[Dataset entries]
════════════════

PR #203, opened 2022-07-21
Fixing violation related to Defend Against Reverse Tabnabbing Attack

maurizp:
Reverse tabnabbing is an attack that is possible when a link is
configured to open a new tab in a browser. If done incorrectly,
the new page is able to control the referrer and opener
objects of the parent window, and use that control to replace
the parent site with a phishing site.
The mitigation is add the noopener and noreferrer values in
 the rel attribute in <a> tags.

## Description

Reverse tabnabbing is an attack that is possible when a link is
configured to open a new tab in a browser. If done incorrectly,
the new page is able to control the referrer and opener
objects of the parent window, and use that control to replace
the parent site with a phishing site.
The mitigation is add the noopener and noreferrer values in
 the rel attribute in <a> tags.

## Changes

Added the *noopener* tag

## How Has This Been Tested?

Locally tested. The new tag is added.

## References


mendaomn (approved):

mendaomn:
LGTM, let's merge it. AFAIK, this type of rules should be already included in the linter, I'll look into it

════════════════

Print every record exactly as it was given.

PR #203, opened 2022-07-21
Fixing violation related to Defend Against Reverse Tabnabbing Attack

maurizp:
Reverse tabnabbing is an attack that is possible when a link is
configured to open a new tab in a browser. If done incorrectly,
the new page is able to control the referrer and opener
objects of the parent window, and use that control to replace
the parent site with a phishing site.
The mitigation is add the noopener and noreferrer values in
 the rel attribute in <a> tags.

## Description

Reverse tabnabbing is an attack that is possible when a link is
configured to open a new tab in a browser. If done incorrectly,
the new page is able to control the referrer and opener
objects of the parent window, and use that control to replace
the parent site with a phishing site.
The mitigation is add the noopener and noreferrer values in
 the rel attribute in <a> tags.

## Changes

Added the *noopener* tag

## How Has This Been Tested?

Locally tested. The new tag is added.

## References


mendaomn (approved):

mendaomn:
LGTM, let's merge it. AFAIK, this type of rules should be already included in the linter, I'll look into it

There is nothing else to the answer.